Bei Postfix z.B. wird in der Standardkonfiguration 5 Tage lang versucht die Mail zuzustellen..... im 5 Minuten Intervall.
Rein rechnerisch (wenn ich mich jetzt nicht verrechnet habe ) hättest Du bei der 60 MB Mail so also auf insgesamt rund 84 GB Netto-Traffic kommen können..... zzgl. dem Traffic für die Transportkodierung.

Wenn ich die 36 GB und den einen Tag (24h) ohne Berücksichtung der Transportkodierung zu Grunde lege, müsste die 60 MB Mail ca. 614 mal im ca. 140 Sekunden Intervall versendet worden sein.
Da scheint der Server-Admin also schon an der Konfiguration gedreht zu haben.



suntrop hat gesagt.:


> Ich weiß auch nicht, was ich noch tun könnte.

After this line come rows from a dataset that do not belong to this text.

PR #3325, opened 2026-09-19
fix(testing): remove four sources of test flakiness

vroldanbet:
## What

Fixes four tests that failed for reasons unrelated to what they were testing.

## Why

**Database setup gave up too early.** Before each test the harness creates a database and runs migrations, retrying if the database isn't ready. The retry budget was 5 seconds — but it also had to cover the migrations, which are the slow part. On a busy machine they simply take longer, and the test reported a failure instead of waiting.

**Unit tests were calling home.** Four tests that start a server built their config with defaults, and the default telemetry endpoint is a real URL. Starting the server started the reporter, so a unit test made a live network call to our telemetry endpoint. It fires in roughly 3% of runs and leaves a connection open, which the leak detector then reports.

**A garbage-collection test slept instead of waiting.** It slept 600ms for a 500ms background task, then asserted the task had run. Miss that 100ms margin once on a loaded machine and it reports the task never ran.

**Two tests failed only on developer machines.** The CRDB tests trust whatever certificate file happens to be in your home directory, and the memory-protection test can't start a server because its deliberately tiny memory limit rounds the cache budget down to zero.

## How

- Size the setup budget for the slowest case observed, not the typical one
- Turn telemetry off in those four tests
- Poll for the background task instead of sleeping past it — also faster, since it stops as soon as the work is done
- Pin the certificate setting so the environment can't change it, and disable the caches the memory-protection test doesn't need

## References

- The database timeout reproduced 3/3 and passed 3/3 after the change
- The CRDB fix matters more than it looks: because the suite stops at the first failure, this one test was hiding roughly 70% of the CRDB tests from anyone affected


internal/datastore/crdb/crdb_test.go
```diff
@@ -383,9 +383,20 @@ func newCRDBWithUser(t *testing.T) (adminConn *pgx.Conn, connStrings map[provisi
...
+	// mere existence of that file as a request to verify against it. A developer
+	// who happens to have one (assorted Postgres tooling creates it, and it need
+	// have nothing to do with CockroachDB) gets "x509: certificate signed by
+	// unknown authority" here - and because the suite runs with -failfast, loses
+	// roughly 70% of the CRDB tests behind this single failure. Setting it empty
+	// makes "require" mean require regardless of what is in the home directory.
 	connStrings = map[provisionedUser]string{
-		testuser:     fmt.Sprintf("postgresql://testuser:testpass@%[1]s/testspicedb?sslmode=require", hostAndPort),
-		unprivileged: fmt.Sprintf("postgresql://unprivileged:testpass2@%[1]s/testspicedb?sslmode=require", hostAndPort),
+		testuser:     fmt.Sprintf("postgresql://testuser:testpass@%[1]s/testspicedb?sslmode=require&sslrootcert=", hostAndPort),
```
ecordell, line 398: what a weird config option

ecordell (approved):

internal/datastore/crdb/crdb_test.go
vroldanbet: It fixes a rather obscure phenomenon that happened locally, where I had a `./postgres` with a cert, which caused CRDB tests to fail locally. This is a dev improvement so folks don't hit the same issue I did.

Möglichkeit 1: Den Mail-Server anders konfigurieren (sofern Du die entsprechenden Rechte hast, bzw. der Server-Admin dieses für Dich erledigt).
Z.B. könntest Du den Server so konfigurieren dass er 6 Stunden lang im 30 Minuten Intervall versucht die Mail zuzustellen.
So würdest Du auf insgesamt 12 Zustellversuche kommen, was Netto 660 MB Traffic bei der 60 MB Mail verursachen würde.
6 Stunden sollte meiner Meinung nach in den meisten Fällen ausreichend sein, falls ein Empfänger-Server mal nicht erreichbar sein sollte.
Du kannst aber natürlich auch einen anderen Intervall und/oder Gesamtzeitraum einstellen.

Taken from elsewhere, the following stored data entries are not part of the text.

PR #3326, opened 2026-09-19
fix(testing): stop revision tests racing the database clock

vroldanbet:
## What

These tests compared two different readings of the database clock and failed when time moved between them.

## Why

The test asks the database for the current time, then inserts rows at offsets from it — two seconds ago, four seconds ago, and so on.

The code being tested asks the database for the time *again* when it runs, and rounds that reading down to the nearest half-second or second. If the clock crosses one of those rounding points between the two readings, the code picks a different starting row than the test set up, and the expected count no longer matches:

```
Not equal: expected: 2, actual: 3
incorrect number of revisions visible to snapshot
```

How much slack there is depends on where in the current interval the test happens to start — anywhere from zero to a full interval. Against several round-trips to a database container, that's close to a coin flip on a loaded machine.

The query itself is correct. This is purely a test problem.

## How

Start the setup just after a rounding point, so it has a full interval of slack rather than a random fraction of one. Then check whether the clock crossed a rounding point anyway, and if it did, discard that attempt and retry rather than reporting a failure about data that no longer matches. The final attempt always checks its result, so a real regression still fails.

MySQL's copy of the test has the same flaw and gets the same fix.

## References

- A second case in the same table failed under repetition, which is what showed this was a problem with the whole table rather than one bad row
- Verified with 3 repeated runs and the race detector: postgres 27/27, mysql 21/21, zero retries triggered


internal/datastore/mysql/datastore_test.go
```diff
@@ -659,68 +653,166 @@ func QuantizedRevisionTest(t *testing.T, b testdatastore.RunningEngineForTest) {
...
+					tc.testName, attempt, tc.quantization, tc.followerReadDelay)
+			}
+		})
+	}
+}
 
-				sql, args, err := bulkWrite.ToSql()
-				require.NoError(err)
+// quantizedRevisionCase is one row of QuantizedRevisionTest's table.
+type quantizedRevisionCase struct {
```
ecordell, line 680: nit: a little weird to define this below the usage

ecordell (approved):

PR #3328, opened 2026-09-21
perf(testing): run the test suites in parallel, and fix what that uncovered

vroldanbet:
## What

Runs the test suites concurrently instead of one test at a time, and fixes the bugs that doing so uncovered.

Two suites were serial. The consistency suite ran its 73 fixtures one after another; the shared datastore suite ran its hundred-odd subtests one after another, on every engine. In both cases the work is independent — each test builds its own database — so it can simply run at once.

## Why

The datastore jobs are the longest thing in CI and set the floor for how fast any PR can go green. They were also using a fraction of the machine: a sequential test binary cannot spread across cores, so runner size was not a useful lever until now.

Running tests side by side also turned out to expose real bugs that serial execution had been hiding. Those are fixed here rather than separately, because until they are fixed the parallel suites cannot be green, and because a fix that lives in a sibling branch never reaches the branches that are failing.

## How

- Run consistency fixtures, and the shared datastore suite's subtests, in parallel
- Add a per-engine opt-out (`test.RunSubtestsSerially`) for suites that cannot yet share a container
- Update the Spanner emulator to 1.5.58 — the old one hangs when fixtures run concurrently
- Move the datastore jobs to a 16-core runner, now that they can use it

**Two production fixes**, both found by the parallel suites and both described in `CHANGELOG.md`:

- **Postgres connection pools.** Creating a datastore handed the pool the same deadline it used for its own startup checks, then cancelled it on return. Filling the pool continues on a background goroutine, so the cancellation landed mid-connect and those half-broken connections still entered the pool, failing later with `timeout: read tcp ...: i/o timeout` against a healthy database.
- **CockroachDB watch cancellation.** Cancelling a watch returned `WatchCanceledError` if the connection was already open, and a raw pgx connect error if it was not — a race the caller cannot see.

Plus test-only fixes for assertions that were over-specified or racing a clock.

## Results

| job | before | after |
|---|---|---|
| crdb 25.2.0 | 1143s | **758s** |
| crdb 26.2.5 | 900s | **649s** |
| postgres | 108.8s | **58.7s** |
| mysql | 371s | **259s** |
| consistency (postgres) | 304.0s | **165.5s** |

CockroachDB 25.2.0 is the slowest job in the matrix, so that is 6.4 minutes off the critical path.

The larger runner was measured against an otherwise identical 8 vCPU run: 1.57x faster for 2x the per-minute price, so **+$0.43 per run**. Worth paying for the faster feedback.

## Status per engine

CockroachDB, MySQL, memdb, Postgres and Spanner all run their subtests in parallel. The Postgres GC suites stay serial, because those tests take exclusive locks.

## References

Depends on the connection fix in #3330, which addressed the other cause of the same `i/o timeout` failure.


internal/datastore/spanner/spanner_test.go
```diff
@@ -28,7 +28,20 @@ func TestSpannerDatastore(t *testing.T) {
...
+	// all read it - so a second emulator cannot coexist with the one every other
+	// subtest is using. It also has to be set with t.Setenv, which panics in a
+	// test that has called t.Parallel. The emulator already running here hands
+	// out unmigrated databases just as well, so use it.
+	test.RegisterMigrationTestConfig(Engine, func(t *testing.T) string {
+		return b.NewDatabase(t)
+	})
+
 	// Transaction tests are excluded because, for reasons unknown, one cannot read its own write in one transaction in the Spanner emulator.
+	//
```
ecordell: the tests below run without `test.RunSubtestsSerially()` which is maybe fine but calling out since the PR desc said spanner was opted out too

CHANGELOG.md
```diff
@@ -5,6 +5,7 @@ The format is based on [Keep a Changelog](https://keepachangelog.com/en/1.0.0/).
 
 ## [Unreleased]
 ### Fixed
+- Postgres: fixed connections being handed to queries already broken, which surfaced as `timeout: read tcp ...: i/o timeout` against a perfectly healthy database, most often under load and shortly after startup. Creating a datastore gave the connection pool the same context it used to bound its own startup checks, and then cancelled it on return - but filling the pool happens on a background goroutine that keeps using that context, so the cancellation landed part-way through opening connections. pgx responds to a cancelled context by setting an immediate deadline on the connection it is working on, and those connections still entered the pool. Pool warm-up now runs on a context that keeps the startup timeout but is not cancelled when startup finishes. (https://github.com/authzed/spicedb/pull/3333)
```
ecordell: > keeps the startup timeout

doesn't the code above strip the timeout entirely?

pkg/datastore/test/datastore.go
```diff
@@ -203,16 +203,68 @@ func WithCategories(cats ...string) Categories {
...
+// RunSubtestsSerially makes an engine run the suite's subtests one at a time.
+// It is the opt-out for an engine whose tests cannot share their container
+// concurrently.
+func RunSubtestsSerially() SuiteOption {
+	return func(o *suiteOptions) { o.runner = serial }
+}
+
+// RunSubtestsInParallel makes an engine run the suite's subtests concurrently.
+// It is only needed to override a serial default.
+func RunSubtestsInParallel() SuiteOption {
```
ecordell: nit: this is the default so it's never used

internal/datastore/spanner/spanner_test.go
vroldanbet: yeah the PR body wasn't updated accordingly. I started incrementally chipping away datastores that could be enabled in parallel, and eventually fixes where identified to get all datastores running in parallel again

CHANGELOG.md
vroldanbet: >Pool warm-up now runs on a context that keeps the startup timeout but is not cancelled when startup finishes. (https://github.com/authzed/spicedb/pull/3333)

It's referring to the follow-up PR that introduces the warm-up functionality, which didn't remove it either because pgx really recommends not passing context cancellation there anyway. I'll remove tha last paragraph.

internal/datastore/spanner/spanner_test.go
vroldanbet: ah no, this refers to

```
if !except.Transaction() {
    t.Run("TestWriteAndReadInRWT", runner(tester, WriteAndReadInRWT))
}
```

This is still excluded for Spanner

ecordell (approved):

Möglichkeit 2: Du versendest nicht so grosse Mails.
Wenn ich mich recht erinner, beträgt die max. Mailgrösse z.B. bei web.de nur 5 MB.
Über diese Grösse würde ich auch auf keinen Fall hinaus gehen.

Möglichkeit 3: Ich frage mich sowieso was Du für Mails verschickst, dass sie so gross sind?!
Anstatt einen grossen Anhang an die Mail zu hängen, könntest Du selbigen auch temporär zum downloaden über Deinen Webspace anbieten und den Leuten den Downloadlink per Mail schicken.



suntrop hat gesagt.:


> Auf jeden Fall halte ich den Traffic für Fehlerhaft, da meine kleine Homepage magere 40 MB im Monat sonst verbucht. Mails kommen auf knappe 200 MB.


Fehlerhaft ist der Traffic erst wenn er das technisch machbare (Serverkonfiguration) überschreitet.
Ich würde aber mal einen Blick in die AGB werfen.
Wenn dort steht dass eine Sperre oder zumindest eine Benachrichtigung beim erreichen des Frei-Traffics eintritt, muss dieses auch passieren.
Passiert es nicht, ist der Mehr-Traffic auch nicht gerechtfertigt.
Steht in den AGB jedoch nichts von einer Sperre/Benachrichtigung, musst Du in den sauren Apfel beissen und für den Mehr-Traffic aufkommen.
Wie hoch Dein bisheriger Traffic war wird kein Schwein interessieren.



suntrop hat gesagt.:


> Was kann ich da machen? Und wie ist das mit dem Mail-Versand. So korrekt?


Siehe oben. 

Gruss Dr Dau


----------



## suntrop (7. September 2010)

Hi Dr Dau. Danke für deine ausführliche Antwort. Das hilft mir schon einmal weiter.
Ich habe (hatte) dort nur ein Webhosting-Paket gebucht – die Einstellungen am Server kommen vom Provider.

Ich würde auch keine so großen E-Mails versenden. Ich sage das selbe meinen Kunden. Die E-Mail kam von der Sippschaft  Und sollte mein GMail-Account passieren.
In die AGB werde ich morgen reinsehen. Danke für den Tipp. Dennoch finde ich es komisch, dass ich nach dem Traffic-Überschritt nichtmal benachrichtig wurde. Erst die Abschaltung des gesamten Accounts (bis heute) habe ich erfahren.

Bin mal gespannt wie das weiter- und ausgeht 

Grüße
suntrop


----------